PR #1150, opened 2021-11-01
fix: change user before run go get/install

giautm:
change user before run go get/install to avoid permission denied on `/go/pkg/mod/cache`.
```
go: writing go.mod cache: mkdir /go/pkg/mod/cache/download/go.uber.org: permission denied
go: writing go.mod cache: mkdir /go/pkg/mod/cache/download/go.uber.org: permission denied
```

Another way to fix the issue is run go commands as vscode
```dockerfile
RUN su vscode -c "go get -x <your-dependency-or-tool>"
```


Chuxel:
Thanks!

PR #1155, opened 2021-11-09
Update to latest dind script, reduce overhead

Chuxel:
This PR updates to the latest docker-in-docker script from the github.com/moby/moby (and docker/docker) repo. The script update improves things by moving all processes in the root cgroup to the init cgroup instead of just process 1. Not doing this causes errors in some cases - I stubmled on this when experimenting with using "lima" and "colima" to host Docker, but there are other cases that could happen whenever running directly on Linux as the host.

Given the nature of this update, it also switches from using lots of "sudo" statments when required to one sudo statement that is only fired of the main container user is non-root. It then also switches to /bin/sh to further improve performance given it is lower overhead.


joshspicer (approved):
you'll want to copy these changes to the same file in `./library-scripts` directory, no?

Chuxel:
@joshspicer Ack - Committed the wrong file. Good catch.

PR #1163, opened 2021-11-14
fix(script-library): kubectl zsh completion file permission

hannoeru:
Allow user to replace `.oh-my-zsh` folder.
Useful when install `dotfiles` repo in `codespace`, it run `dotfiles` repo's install script with non-root user.

### DIFF
--- a/script-library/kubectl-helm-debian.sh
+++ b/script-library/kubectl-helm-debian.sh
@@ -140,10 +140,14 @@ fi
 kubectl completion bash > /etc/bash_completion.d/kubectl
 
 # kubectl zsh completion
-zsh_completion_dir="/home/${USERNAME}/.oh-my-zsh/completions"
-mkdir -p "$zsh_completion_dir"
-kubectl completion zsh > "$zsh_completion_dir/_kubectl"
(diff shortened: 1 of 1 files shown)


Chuxel:
Thanks - this makes sense, however, I noticed `group_name` is not set anywhere. Were you meaning to do something like `group_name=$(id -g $USERNAME)`?

script-library/kubectl-helm-debian.sh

* Work request: Output the listing above in full. Every line must match.

* Answer for the task:
PR #1150, opened 2021-11-01
fix: change user before run go get/install

giautm:
change user before run go get/install to avoid permission denied on `/go/pkg/mod/cache`.
```
go: writing go.mod cache: mkdir /go/pkg/mod/cache/download/go.uber.org: permission denied
go: writing go.mod cache: mkdir /go/pkg/mod/cache/download/go.uber.org: permission denied
```

Another way to fix the issue is run go commands as vscode
```dockerfile
RUN su vscode -c "go get -x <your-dependency-or-tool>"
```


Chuxel:
Thanks!

PR #1155, opened 2021-11-09
Update to latest dind script, reduce overhead

Chuxel:
This PR updates to the latest docker-in-docker script from the github.com/moby/moby (and docker/docker) repo. The script update improves things by moving all processes in the root cgroup to the init cgroup instead of just process 1. Not doing this causes errors in some cases - I stubmled on this when experimenting with using "lima" and "colima" to host Docker, but there are other cases that could happen whenever running directly on Linux as the host.

Given the nature of this update, it also switches from using lots of "sudo" statments when required to one sudo statement that is only fired of the main container user is non-root. It then also switches to /bin/sh to further improve performance given it is lower overhead.


joshspicer (approved):
you'll want to copy these changes to the same file in `./library-scripts` directory, no?

Chuxel:
@joshspicer Ack - Committed the wrong file. Good catch.

PR #1163, opened 2021-11-14
fix(script-library): kubectl zsh completion file permission

hannoeru:
Allow user to replace `.oh-my-zsh` folder.
Useful when install `dotfiles` repo in `codespace`, it run `dotfiles` repo's install script with non-root user.

### DIFF
--- a/script-library/kubectl-helm-debian.sh
+++ b/script-library/kubectl-helm-debian.sh
@@ -140,10 +140,14 @@ fi
 kubectl completion bash > /etc/bash_completion.d/kubectl
 
 # kubectl zsh completion
-zsh_completion_dir="/home/${USERNAME}/.oh-my-zsh/completions"
-mkdir -p "$zsh_completion_dir"
-kubectl completion zsh > "$zsh_completion_dir/_kubectl"
(diff shortened: 1 of 1 files shown)


Chuxel:
Thanks - this makes sense, however, I noticed `group_name` is not set anywhere. Were you meaning to do something like `group_name=$(id -g $USERNAME)`?

script-library/kubectl-helm-debian.sh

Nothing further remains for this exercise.